*** Begin section ***

PR #190, opened 2023-05-12
Added animation tutorial

tomflexcompute:
Making animations out of FDTD is quite common and it turns out many users don't know how to do it, so I made this simple demo. The animation is displayed within the notebook using `HTML`, which I suppose will buit fine on our documentation website?


tomflexcompute:
Actually the animation doesn't render in Github. Not sure if that's an issue?

tylerflex:
I'm not sure it will render in the readthedocs hosted site either but we could try to build it and see. I'll take a look and run the notebook in a bit.

tomflexcompute:
Thanks @tylerflex . I just tried to build it locally and it actually looks fine. Feel free to double check.
image

tylerflex (approved):
This is awesome! I always wanted this but never figured out a great way. This notebook should be really useful to people. Just a couple things:

"display the animation directly in Jupyter Notebook" -> "display the animation directly in a Jupyter Notebook"

in the sim_data plotting, does `.plot_field()` work in time domain? if not, you might want to consider also passing `x='x', y='y'` kwargs into the DataArray plotting function to make it not rotated 90 degrees. See cell [26] of [this](https://docs.flexcompute.com/projects/tidy3d/en/latest/notebooks/VizData.html). Also apply this to the animation maybe.

Thanks tom! feel free to merge this into develop when these are addressed.

PR #193, opened 2023-05-16
Fully anisotropic basic demonstrations

dbochkov-flexcompute:
Two notebooks: one demonstrating the general usage of fully anisotropic materials and another one on gyrotropic media

Todo's:
- [x] remove `solver_version`
- [ ] check links are working once docs are rebuilt


tomflexcompute (changes requested):
Thanks @dbochkov-flexcompute for the great work! Both notebooks are great demonstrations of the fully anisotropic medium. A few comments below for your consideration:

FullyAnisotropic.ipynb
1.	Usually for notebook titles we only capitalize the first letter of the first word, i.e. “Fully anisotropic materials”. Same for the other notebook.
2.	“Tidy3D capabilities” ->“Tidy3D’s capabilities”.
3.	“dieletric” -> “dielectric”.
4.	“transofrmation” -> “transformation”.
5.	“differenes" -> “differences”.
6.	Currently we use a general link when linking to documentation. This is to avoid using the fixed docs version. For example, the link https://docs.simulation.cloud/projects/tidy3d/en/latest/_autosummary/tidy3d.FullyAnisotropicMedium.html
can be replaced with
../_autosummary/tidy3d.FullyAnisotropicMedium.html 
This way, the link will be associated with different versions (latest, stable, 1.9.0, etc) when it’s open in different versions of the docs website. Same for the other notebook.

Gyrotropic.ipynb
1.	Just for my own curiosity, I wonder if td.UniformCurrentSource and td.PlaneWave are the same? Is there a reason to choose one over the other?
2.	“symetric” -> “symmetric”.
3.	“beggining” -> “beginning”.
4.	“discertization” -> “discretization”.
5.	“comparision” -> “comparison”.
6.	“definining” -> “defining”.

In addition, before it's ready to merge, could you update the examples.rst and api.rst as well? In examples.rst, maybe both notebooks can go to Advanced Structure Definition? Otherwise feel free to create new categories if you see fit.

dbochkov-flexcompute:
Thanks for reviewing, Tom! Just fixed the things you've mentioned. 

Regarding:
> Just for my own curiosity, I wonder if td.UniformCurrentSource and td.PlaneWave are the same? Is there a reason to choose one over the other?

we now actually prohibit injection of plane waves into anisotropic materials because in general it requires additional calculations to find correct propagating normal modes and to decompose a specified polarization into normal modes.

tomflexcompute (approved):
Thanks! Looks great.

momchil-flex:
Thanks @dbochkov-flexcompute for these and @tomflexcompute for the thorough review. A few more comments from me:

FullyAnisotropic notebook:
- (nit) `Tidy3D's capabilities include modeling of non-dispersive fully anisotropic materials (see [API reference] for FullyAnisotorpicMedium)` - maybe just `Tidy3D's capabilities include modeling of non-dispersive [fully anisotropic materials].` There are also other instances of `API reference` being linked instead of just the component in question. Similarly, `Tidy3D provides a convenience class RotationAroundAxis ([docs])` can just be ``Tidy3D provides a convenience class [RotationAroundAxis]`.
- In cell 13, add figsize, something like `fig, ax = plt.subplots(1, 3, figsize=(10, 3))`

Gyrotropic:
- Similarly, add figsize to your figures to expand them a little vertically
- A number of sentences that precede a code cell are missing a closing period. We usually add those unless the sentence is continuing after the code cell.
- "Note that because of made approximations the simulation results will be the most accurate" -> "Note that because of this approximation, the simulation results will be most accurate".
- Add some more explanation as to why we use uniform current source. You can explain why plane waves are generally prohibited as getting eigenmodes is complicated. For example, the very fact that we are observing gyration of the polarization here means that a plane wave of a given polarization is not an eigenmode.
- Also explain a little why we need a reference simulation (is it just to get correct normalization?) This also probably plays together with the explanation of using UniformCurrentSource: you can say that in a regular material, the difference between that and a normal-axis PlaneWave is that the former is biderictional, and not normalized to unit flux.

dbochkov-flexcompute:
@momchil-flex thanks for the suggestions, applied them all

> Add some more explanation as to why we use uniform current source. You can explain why plane waves are generally prohibited as getting eigenmodes is complicated. For example, the very fact that we are observing gyration of the polarization here means that a plane wave of a given polarization is not an eigenmode.

I decided not go into details of what it takes to insert a planar unidirectional pulse into anisotropic media, since we don't currently support it not because it's fundamentally difficult, but just because it has been implemented. Just mentioned that we are not supporting it yet: 
_Since Tidy3D does not currently support injection of [unidirectional plane waves](../_autosummary/tidy3d.PlaneWave.html) into anisotropic material, we use [a uniform current source](../_autosummary/tidy3d.UniformCurrentSource.html) to initiate a planar (bidirectional) propagating pulse._

> Also explain a little why we need a reference simulation (is it just to get correct normalization?) This also probably plays together with the explanation of using UniformCurrentSource: you can say that in a regular material, the difference between that and a normal-axis PlaneWave is that the former is biderictional, and not normalized to unit flux.

Not sure if we can call it normalization, but what I do: take results of the reference simulation, apply polarization rotation manually as predicted by theory, and compare that to the gyrotropic simulation. I added the following explanation in the beginning: 
_Let us now demonstrate simulation of plane wave propagation inside a gyrotropic material. Specifically, we will consider two simulations, one with $\boldsymbol{g} = 0$ and another one with $\boldsymbol{g} \neq 0$. In the first, reference, simulation the injected plane wave is expected to preserve its polarization, while in the second case the polarization of the injected pulse will undergo rotation due to the gyrotropic properties of the background medium. The rotation degree can be predicted by analytical expressions. In section [Results](#Results) we apply it to the results of the reference simulation and compare with the results of the gyrotropic simulation._

dbochkov-flexcompute:
rebased onto `pre/2.2`

PR #196, opened 2023-05-18
Added bilevel PSR notebook and modified the previous compact PSR note…

tomflexcompute:
- Added bilevel PSR notebook.
- Modified the previous compact PSR notebook slightly to make the bending part smoother.

This example is suggested by one of our users. Originally I was helping him to set up the simulation but it works very well so I figure we can make it a case study for us too (the user also gladly agrees). We plan to make regular social media posts about our case studies that are large and interesting. This half mm device will be featured in the first post. Even though the length is above 0.5 mm, the simulations only take 10 mins so I hope it's ok to keep it in our regular case studies. For even larger models, we might want to keep them in a different place so they don't have to be rerun regularly and maybe only once in a while @momchil-flex ? When there is a major release like 3.0?


momchil-flex:
Awesome! One small comment on the text - are the asterisks around the bold words intended, or are you just using `***bold***` instead of `**bold**` accidentally?
image

Otherwise, I kinda feel like this example should be already separated somehow. It seems like each of the two simulations costs 15FC. Or maybe for now we can at least put a message on top that this example exceeds 10FC? Like up to now we've only had this message for 1FC. When re-running notebooks, we have an easy way to exclude whatever we like, so it's not that much of an issue.

tomflexcompute:
Thanks @momchil-flex . That's a great point! I'll put a comment on top saying "Running this notebook will cost 20+ FlexCredits.", so trial users and unpaid academic users with 10 FC shouldn't try to run it and use all FC instantly. 

And yeah somehow I accidentally put an extra * for no reason.

e-g-melo (approved):
This case study is really nice! Very good to demonstrate how fast Tidy3D is. Congrats Tom!

Just two minor comments:
1) w5 and w6 are overlapping in the figure.
2) It would be interesting to have a mode analysis (if you have time) showing why the TE0 input is transmitted in the top waveguide staying as the TE0, and the TM0 input is rotated to TE0 at the bottom waveguide.

Best,
Emerson

tomflexcompute:
Thanks @e-g-melo @momchil-flex for the review and great suggestions. The changes have been incorporated. 

It turns out both *** and ** work correctly as bold on my notebook locally. Maybe it's a windows thing. 

For the overlapping arrows, since both of them indicate the widths at the same x, I don't have a good way to mark them without overlapping. I used different colors for the arrows to separate them. Hope it works.

tylerflex (approved):
look good, I'll merge into develop

PR #257, opened 2015-11-19
Fix DT-394, dragging itinerary map changes tab

hukka:


samuliheljo:
does not work with samsung s4 android :(

PR #258, opened 2015-11-19
Fix DT-376 Too many markers in ui

hukka:


app/component/map/map.cjsx
```diff
@@ -38,9 +38,6 @@ class Map extends React.Component
     if isBrowser
       origin = @context.getStore('EndpointStore').getOrigin()
 
-      if origin?.lat
-        fromMarker = <LocationMarker position={origin} className="from"/>
```
hannesj: Hides marker on front page, where it should be visible, possibly same on eg. stop, route and trip pages.

samuliheljo:
1) now we are missing FROM icon when user is using his own position.
2) look at screen shot, how it should be interpreted? (I admit that this was case also before but it seems that this fix will not make situation that much better)

screen shot 2015-11-20 at 11 04 11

*** End section ***

▶ REQUIRED ACTION
In your answer, include only the lines above starting at the line that holds "I decided not" and ending at the line that holds "Not sure if we", copied exactly.

▶ FINISHED EXERCISE
I decided not go into details of what it takes to insert a planar unidirectional pulse into anisotropic media, since we don't currently support it not because it's fundamentally difficult, but just because it has been implemented. Just mentioned that we are not supporting it yet: 
_Since Tidy3D does not currently support injection of [unidirectional plane waves](../_autosummary/tidy3d.PlaneWave.html) into anisotropic material, we use [a uniform current source](../_autosummary/tidy3d.UniformCurrentSource.html) to initiate a planar (bidirectional) propagating pulse._

> Also explain a little why we need a reference simulation (is it just to get correct normalization?) This also probably plays together with the explanation of using UniformCurrentSource: you can say that in a regular material, the difference between that and a normal-axis PlaneWave is that the former is biderictional, and not normalized to unit flux.

Not sure if we can call it normalization, but what I do: take results of the reference simulation, apply polarization rotation manually as predicted by theory, and compare that to the gyrotropic simulation. I added the following explanation in the beginning: 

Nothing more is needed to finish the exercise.